青草新吾の惺々著考 glocaleigyo

エコシステム型の生産財営業でイノベーション共創と好社会を目指す。

間接生産財を代表する金型に関し、日本の産業規模は出荷高1兆円で就業者100千人を超えるそうです。その金型の最終製品である電機と自動車の組み立て工程の海外シフトが進み、更には90年代後半からは金型製造のコンピュータ化も進み、日本の金型各社の多くが、21世紀モデルに向けての変態脱皮を進めているようです。
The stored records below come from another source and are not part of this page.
PR #625, opened 2019-08-13
fix crash in d3d shaderSize function

megai2:
Removed comment skipping due to false detection of comment opcode.


jrfonseca:
> Removed comment skipping due to false detection of comment opcode.

That's odd.  How could we be erroneously detecting a comment opcode?  Could you please provide me the trace containing the shader that triggered this?

jrfonseca:
Nevermind, I see the problem.  The issue is the

    DWORD dwToken = pFunction[dwLength++];

line.

Instead of blindly incrementing dwLength one by one, we should be taking in consideration the bits pointed by `D3DSI_INSTLENGTH_MASK`  and `D3DSI_INSTLENGTH_SHIFT`.

Your fix is still not 100% correct, as we could have the value of `D3DSIO_END` in the middle of the body too.

megai2:
With this fix trace will not crash at least.

100% correct one should not only read instruction length, but also lookup that instruction length in case of vs/ps model used is lower than 2_0.

I can put table with instruction sizes for that case, but i'm not sure about 1_x opcodes length.
Are they 100% constant in size or have some difference in size with relation of opcode?

jrfonseca:
Thanks for the revised patch.

I took a closer look into this, as I fear getting this wrong might cause extensive breakage.

For SM 2.0 shaders we can indeed use `D3DSI_INSTLENGTH_MASK/SHIFT`, and that's the most reliable.

But it also seems that for SM 1.x shaders we don't need complicated parsing -- we can just use bit 31 to detect the beginning of instruction tokens.

Try this patch: [pull625.txt](https://github.com/apitrace/apitrace/files/3527120/pull625.txt)

megai2:
Seems to be fair enough, but i still don't have sm 1_x shaders to trace upon.

jrfonseca:
You make good points in your last comment.  DEFB/DEFI are SM 2.x, so we don't need to worry about them, but DEF is indeed another problem.   I'll incorporate your comment/change and merge.

jrfonseca:
Merged.  Thanks!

参考:日本金型工業会 http://www.jdma.net/

日本の金型製造企業は、90年代の顧客企業の急速な海外シフトと、どさくさで行われた日本から中国やアジアへの図面持ち出し耐久生産財CNCマシンの登場やコンピュータ化による加工の簡易化中国で多い反則技海賊版ソフトの使用・・等々の一連のボディブロー、加えて日本企業のリストラを逆手にとって技能人材を獲得することに成功した中国やアジアの金型企業の着実な競争力向上・・という大きな潮流を前に、倒産や廃業が相次いでいます。量的拡大から質的変化に向けての構造変化の事態が起こっているのです。

2006-5-1で引用させて頂いたトヨタ生産方式の開祖である故大野耐一*1の「脱規模の経営」や「いったん量の経済が頓挫するとどういうことになるか。」といった警鐘の事態が起こっているようにも思えます。生き残りのキーワードは「中国勢がこなせない仕事をこなせる金型製造企業」です。